紀蘭舟微微眯起眼睛,狹長的眼眸中閃過寒光,他盯着羅雲裳那雙充滿恨意的眼眸,眼瞼低垂,目光一寸寸的從羅雲裳的身上緩緩地掃過,視線最後停在她佈滿汗水的額頭處,那散亂的髮絲無聲的說明了羅雲裳的焦急。
良久,他才陰沉着臉龐,說道,“看來你是忘了不久前我才警告你的……”
羅雲裳被男人那種輕蔑的語氣氣樂了,“你不是再說,‘要拒絕可以,但是你要記住,拒絕主人的感情邀請容易,想要重新的得到認可,我可就沒有那麼好說話了’。”

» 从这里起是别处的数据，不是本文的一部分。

Issue #3155, opened 2019-08-29
Update Forseti to support Policy Library Sync


gkowalski-google:
To support [Terraform Google Forseti #238](https://github.com/forseti-security/terraform-google-forseti/issues/238), the policy library directory that is used by the Forseti server will be changed. If Policy Library Sync is enabled (which will be controlled by an environment variable set from Terraform), then run the git-sync image as a linux service with docker.

PR #3159, opened 2019-08-30
Add policy library sync

gkowalski-google:
Addresses #3155. These changes help to support the Terraform changes (https://github.com/forseti-security/terraform-google-forseti/issues/238) to allow users to sync the policy library from a public/private Git repo as an alternative to manually copying the files to GCS.

### DIFF
--- a/deployment-templates/compute-engine/server/forseti-instance-server.py
+++ b/deployment-templates/compute-engine/server/forseti-instance-server.py
@@ -246,8 +246,8 @@ gsutil cp gs://{scanner_bucket}/configs/forseti_conf_server.yaml {forseti_server
 gsutil cp -r gs://{scanner_bucket}/rules {forseti_home}/
 
 # Download the Newest Config Validator constraints from GCS
-rm -rf {forseti_home}/policy-library
-gsutil cp -r gs://{scanner_bucket}/policy-library {forseti_home}/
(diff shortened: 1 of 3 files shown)


deployment-templates/compute-engine/server/forseti-instance-server.py
```diff
@@ -243,8 +246,8 @@ def GenerateConfig(context):
 gsutil cp -r gs://{scanner_bucket}/rules {forseti_home}/
 
 # Download the Newest Config Validator constraints from GCS
-rm -rf {forseti_home}/policy-library
-gsutil cp -r gs://{scanner_bucket}/policy-library {forseti_home}/
+rm -rf {policy_library_home}
+gsutil cp -r gs://{scanner_bucket}/policy-library {policy_library_home}/
```
kevensen: Can you please help me understand why we are downloading the constraints from GCS?

gkowalski-google: It was my understanding that this file only gets used by the python installer. I did not want to break the existing behavior for users today or add the policy library sync feature to the soon to be deprecated installer. Is that correct or will all this be used by terraform instances as well?

kevensen: Fair enough

PR #3164, opened 2019-09-03
Integration tests

red2k18:


red2k18:
Opened #3202 after restructuring the integration tests.

PR #3168, opened 2019-09-04
Feature/fix init services script

gkowalski-google:
The Policy Library Sync changes were causing an issue with the initialize Forseti services script. The absence of the POLICY_LIBRARY_SYNC_ENABLED environment variable was causing the script to terminate early, and the necessary services were not being configured.


deployment-templates/compute-engine/server/forseti-instance-server.py
```diff
@@ -44,6 +44,7 @@ def GenerateConfig(context):
 
     FORSETI_HOME = '$USER_HOME/forseti-security'
     POLICY_LIBRARY_HOME = '$USER_HOME/policy-library'
+    POLICY_LIBRARY_SYNC_ENABLED = 'false'
```
gkowalski-google: The new sync feature is only being supported from within Terraform. Installations using the deprecated method will have this feature disabled.

Issue #3149, opened 2019-08-28
Update all GitHub references from old repo GoogleCloudPlatform/forseti-security to new org repo.


dekuhn:
We still have a lot of out dated references to https://github.com/GoogleCloudPlatform/forseti-security repo. 

GitHub redirects automatically, but we should replace references in our code to the new org path and repo name.

Action: Update all GitHub references from https://github.com/GoogleCloudPlatform/forseti-security to https://github.com/forseti-security/forseti-security

e.g. https://github.com/forseti-security/forseti-security/search?q=GoogleCloudPlatform%2Fforseti-security&unscoped_q=GoogleCloudPlatform%2Fforseti-security

https://github.com/forseti-security/terraform-google-forseti/search?q=GoogleCloudPlatform%2Fforseti-security&unscoped_q=GoogleCloudPlatform%2Fforseti-security

red2k18:
https://github.com/forseti-security/forseti-security/pull/3182 addresses this.

dekuhn:
@red2k18 Is there a PR to address the Terra-form repo as well? Maybe I missed it?

red2k18:
#3182 updates all the references in forseti-security repo. Will submit another PR to update the references in terraform-google-forseti repo.

red2k18:
Opened https://github.com/forseti-security/terraform-google-forseti/pull/248 to update references in terraform-google-forseti module.

PR #3182, opened 2019-09-09
Updated GitHub references from GoogleCloudPlatform/forseti-security to forseti-security/forseti-security

red2k18:


red2k18:
Fixes #3149

travis/jekyll_build.sh
```diff
@@ -29,7 +29,7 @@ kill %1
 bundle exec htmlproofer --check-img-http --check-html \
 --internal-domains 'forsetisecurity.org' \
 --check-favicon --report-missing-names --report-script-embeds \
---url-ignore '/GoogleCloudPlatform/forseti-security/edit/,/forseti-security/forseti-security/edit/,/maxcdn.bootstrapcdn.com/,/d3js.org/' \
+--url-ignore '/forseti-security/forseti-security/edit/,/forseti-security/forseti-security/edit/,/maxcdn.bootstrapcdn.com/,/d3js.org/' \
```
dekuhn: I don't think this reference needed to be updated. We can either should keep it or if everything is renamed we can just remove it.

gkowalski-google: Agree, it can just be removed since the next URL to be ignored is the forseti-security URL.

red2k18: Removed as everything else is updated.

gkowalski-google: Do we will still need the other url ignores? I thought @dekuhn was just referencing the first url in that list.

Issue #3152, opened 2019-08-28
Error running scanner: KeScanner, KeVersionScanner, FirewallPolicyScanner, and IapScanner


abhishekupadhyaya:
- [x] Fix FirewallPolicyScanner
- [x] Fix IapScanner
- [x] Fix KeScanner (v2.21)
- [x] Fix KeVersionScanner (v2.21)
---

Hi,

We are using **release-2.18.0** in our production system.

We are seeing following errors as part of notification process:

- "serverMessage": "Error running scanner: KeScanner: 'Traceback (most recent call last):\n File \"/usr/local/lib/python3.6/dist-packages/forseti_security-2.18.0-py3.6.egg/google/cloud/forseti/scanner/scanner.py\", line 119, in run\n scanner.run()\n File \"/usr/local/lib/python3.6/dist-packages/forseti_security-2.18.0-py3.6.egg/google/cloud/forseti/scanner/scanners/ke_base_scanner.py\", line 216, in run\n ke_clusters = self._retrieve()\n File \"/usr/local/lib/python3.6/dist-packages/forseti_security-2.18.0-py3.6.egg/google/cloud/forseti/scanner/scanners/ke_base_scanner.py\", line 208, in _retrieve\n parent_type_name=ke_cluster_type_name))[0]\nIndexError: list index out of range\n'"

- "serverMessage": "Error running scanner: KeVersionScanner: 'Traceback (most recent call last):\n File \"/usr/local/lib/python3.6/dist-packages/forseti_security-2.18.0-py3.6.egg/google/cloud/forseti/scanner/scanner.py\", line 119, in run\n scanner.run()\n File \"/usr/local/lib/python3.6/dist-packages/forseti_security-2.18.0-py3.6.egg/google/cloud/forseti/scanner/scanners/ke_base_scanner.py\", line 216, in run\n ke_clusters = self._retrieve()\n File \"/usr/local/lib/python3.6/dist-packages/forseti_security-2.18.0-py3.6.egg/google/cloud/forseti/scanner/scanners/ke_base_scanner.py\", line 208, in _retrieve\n parent_type_name=ke_cluster_type_name))[0]\nIndexError: list index out of range\n'"

[...]

Issue #3106, opened 2019-08-20
Scanner errors when running: "forseti scanner run" command


erikwalker:
- [ ] Fix IapScanner
- [x] Fix KeScanner (v2.21)
- [x] Fix KeVersionScanner (v2.21)
---

Installed forseti with terraform "Terraform v0.11.13"
The version of forseti security that is installed is:
__version__ = '2.18.0'
__package_name__ = 'forseti-security'

Having problem running forseti scanner:

when running "forseti scanner run":

The error output from the client is:

{
  "serverMessage": "Error running scanner: IapScanner: 'Traceback (most recent call last):\n  File \"/usr/local/lib/python3.6/dist-packages/forseti_security-2.18.0-py3.6.egg/google/cloud/forseti/scanner/scanner.py\", line 119, in run\n    scanner.run()\n  File \"/usr/local/lib/python3.6/dist-packages/forseti_security-2.18.0-py3.6.egg/google/cloud/forseti/scanner/scanners/iap_scanner.py\", line 682, in run\n    all_violations, _ = self._find_violations(iap_data)\n  File \"/usr/local/lib/python3.6/dist-packages/forseti_security-2.18.0-py3.6.egg/google/cloud/forseti/scanner/scanners/iap_scanner.py\", line 667, in _find_violations\n    for (iap_resources, project_resource_counts) in iap_data:\n  File \"/usr/local/lib/python3.6/dist-packages/forseti_security-2.18.0-py3.6.egg/google/cloud/forseti/scanner/scanners/iap_scanner.py\", line 645, in _retrieve\n    instance_templates=instance_templates)\n  File \"/usr/local/lib/python3.6/dist-packages/forseti_security-2.18.0-py3.6.egg/google/cloud/forseti/scanner/scanners/iap_scanner.py\", line 95, in __init__\n    instance_template_url)\n  File \"/usr/local/lib/python3.6/dist-packages/forseti_security-2.18.0-py3.6.egg/google/cloud/forseti/common/gcp_type/instance_template.py\", line 158, in from_url\n    url)\n  File \"/usr/local/lib/python3.6/dist-packages/forseti_security-2.18.0-py3.6.egg/google/cloud/forseti/common/gcp_type/key.py\", line 109, in _from_url\n    path_components = urllib.parse.urlparse(url)[2].split('/')[3:]\nTypeError: a bytes-like object is required, not 'str'\n'"
}
{
[...]

PR #3187, opened 2019-09-10
Change hash function for Inventory Resources

gkowalski-google:
Changing the hash function used by size_t_hash() to be idempotent between different runs. The builtin hash() method is salted with a random value determined at the start of each process. This was causing certain resource IDs to change between runs of the inventory.

This was causing issues for some scanners that was run separately from inventory (for example, by running `forseti scanner run` from the CLI), including: KeScanner and KeVersionScanner. This will address the issues found in #3106 and #3152.

I looked into setting the [PYTHONHASHSEED env variable to 0](https://docs.python.org/3/using/cmdline.html#envvar-PYTHONHASHSEED), so that the built-in hash function would not include a random salt. However, this has wider security concerns and to be on the safe side, I chose the [xxhash](http://cyan4973.github.io/xxHash/) method which was designed to be a fast non-cryptographic hash algorithm.

### DIFF
--- a/google/cloud/forseti/services/inventory/base/resources.py
+++ b/google/cloud/forseti/services/inventory/base/resources.py
@@ -21,6 +21,7 @@ import ctypes
 from functools import partial
 import json
 import os
+import xxhash
 
 from google.cloud.forseti.common.gcp_api import errors as api_errors
 from google.cloud.forseti.common.util import date_time
@@ -42,7 +43,7 @@ def size_t_hash(key):
     Returns:
         str: The hashed key.
     """
-    return '%u' % ctypes.c_size_t(hash(key)).value
+    return '%u' % ctypes.c_size_t(xxhash.xxh64_intdigest(key)).value
 
 
 def from_root_id(client, root_id, root=True):
--- a/google/cloud/forseti/services/inventory/base/resources.py
+++ b/google/cloud/forseti/services/inventory/base/resources.py
@@ -43,8 +43,7 @@ def size_t_hash(key):
     Returns:
         str: The hashed key.
     """
-    # pylint: disable=no-member
-    hash_digest = hashlib.blake2b(key.encode()).hexdigest()
+    hash_digest = hashlib.blake2b(key.encode()).hexdigest()  # pylint: disable=no-member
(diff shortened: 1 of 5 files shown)


setup.py
```diff
@@ -51,6 +51,7 @@
     'sendgrid==5.6.0',
     'simple-crypt==4.1.7',
     'unicodecsv==0.14.1',
+    'xxhash==1.4.1',
```
joecheuk: Have you looked into the hash functions in hashlib for python? They hash to the same value by default. Installing a new library just for hashing might not be ideal.

```
import hashlib
hashlib.algorithms_available
{'sha3_256', 'shake256', 'sha3_512', 'ripemd160', 'sha512', 'sha384', 'md5', 'shake_256', 'md5-sha1', 'md4', 'whirlpool', 'sha3-512', 'blake2b512', 'sha224', 'shake_128', 'sha1', 'sha3-384', 'blake2b', 'shake128', 'sha3-256', 'sha512-256', 'sha3-224', 'sha256', 'sm3', 'blake2s256', 'sha3_384', 'blake2s', 'sha512-224', 'sha3_224'}
```

gkowalski-google: Updated to use blake2b instead.

google/cloud/forseti/services/inventory/base/resources.py
```diff
@@ -42,7 +43,9 @@ def size_t_hash(key):
     Returns:
         str: The hashed key.
     """
-    return '%u' % ctypes.c_size_t(hash(key)).value
+    # pylint: disable=no-member
+    hash_digest = hashlib.blake2b(key.encode()).hexdigest()
```
joecheuk: Can you put the pylint disable comment beside the line if the length is allowed:

`hash_digest = hashlib.blake2b(key.encode()).hexdigest()  # pylint: disable=no-member`

if not, would be good if you can enable it afterward

```
    # pylint: disable=no-member
    hash_digest = hashlib.blake2b(key.encode()).hexdigest()
    # pylint: enable=no-member
```

blueandgold:
@gkowalski-google great fix here!!

Issue #2922, opened 2019-06-19
Consider Moving to mysql-connector


kevensen:
The current dependency "mysqlclient==1.4.2" relies on C libraries to compile the Python byte code.  The mysql-connector-python library doesn't have an C library dependencies: [https://pypi.org/project/mysql-connector-python/](https://pypi.org/project/mysql-connector-python/)

dekuhn:
@kevensen Can you add some context how this benefits us in a GKE deployment? IIRC relying on the C lib means you had to make some considerations for this dependacy.

kevensen:
I think this would benefit both the GCE and GKE deployments.  The fewer dependencies you install in a host or container, the smaller the surface of attack.

In the case of GKE, it's one less package installed resulting in a smaller container image (every MB makes a difference :-) ).  It's shorter time building the images as well.

kevensen:
If opting for BigQuery as a data store, this is moot.

kevensen:
If I understand correctly, Forseti will continue to use MySQL as a data store.  I think we should continue to  consider this.

kevensen:
This will enable us to use distroless containers.

kevensen:
We implemented PyMySQL.  This can be closed.

PR #3190, opened 2019-09-11
PyMySQL

kevensen:
addresses #2922 

Opted for PyMySQL instead of mysql-connector.  PyMySQL is regularly tested by SQLAlchemy.

They following are initial performance numbers when executed against a resource rich environment.  This suggests comparable execution behavior between the two libraries.

|                  | PyMySQL (seconds) | mysql-client (seconds) |
|------------------|-------------------|------------------------|
| Inventory Create | 192.749           | 224.005                |
| Scanner Run      | 24.468            | 18.467                 |
| Notifier Run     | 2.359             | 2.032                  |


blueandgold:
Nice change.  Like that it simplifies the deps.  I also read the evaluation below, and like that it is popular and well-supported.

https://wiki.openstack.org/wiki/PyMySQL_evaluation

image

kevensen:
Thanks for the review @blueandgold!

這句是她學着男人說話的,也不是故意的還是有意的,總之發聲十分古怪,偏生那種神態學的十成像。
那本是霸氣側漏,威風凜凜的,可出現在羅雲裳那張粉嫩的臉龐怎麼看怎麼古怪。
目睹了全部經過的陳逸飛毫不客氣的大笑出聲,他故意無視紀蘭舟要殺人似的目光,對着羅雲裳豎起大拇指,果然不是虧他看上的女孩,夠味!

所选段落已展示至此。